Actually, I take back what I said. Everest was saying the wrong thing. It was saying that the CPU was at 6000rpm, and the System fan at 3000rpm. This is wrong. We conducted an little test and slowed down the fan of the CPU with our finger ever slightly to see a change. The 3000rpm went down only slightly. We couldn't figure out which it was that was at 6000rpm until we slowed the northbridge fan and the rpm went down. So, the northbridge fan was running at 6200rpm. Is this bad?
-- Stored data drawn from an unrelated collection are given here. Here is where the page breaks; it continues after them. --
PR #3335, opened 2024-07-10
feat: added ReminderModal component

ilasw:
> [!CAUTION]
> Do not merge, I'm using invalid property from `Post`, as added in other RIL PRs

> I didn't bring the logic inside the modal because it is always used inside components where the hook was already called. Maybe a callback `onReminderSet` is enough.

## Changes
- added `ReminderModal` component;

Should he get an aftermarket heatsink without a fan?


----------



## linderman (May 20, 2005)

such small fans need high rpm's i wouldnt mess with it, unless you get the idea its too hot, in that case mess with the direction of air travel in the case unitl you get the optimal air flow. often times fan can fight each other if you are not careful.


----------



## Kalim (Nov 24, 2006)

There's no problem with the 6,000RPM fan. One of mine runs at 5,400RPM due to its small size to achieve a decent air flow. Just moderate the temps as they'll show you whats wrong anywhere, and if you see anything going wrong there, then try as advised above or post back. It could be that the northbridge is heating up too much and thats making the fan speed up to such speeds.


----------



## milehile (Feb 17, 2006)

The temps in the case are actually below average. None of the temps rarely get above 40c. I have found out what it actually might be, and that's the 120mm fan that was installed along with the power supply. That fan is as follows:

http://www.newegg.com/Product/Product.asp?Item=N82E16811999127

It is much louder than advertised (about 30-40db rather than 21), quite possibly due to it higher than advertised rpm (~3500rpm rather than 2000rpm). Is there something that can be done to drop that rpm down?


----------



## twajetmech (Jul 1, 2004)

You may want to slow the fan doen to a more reasonable level. You can use the Zalman ZM-MC1 or if your mobo has any controllable fan headers a 4 to 3 pin adaptor and allow the mobo's bios to control the fan (if it supports such function)


----------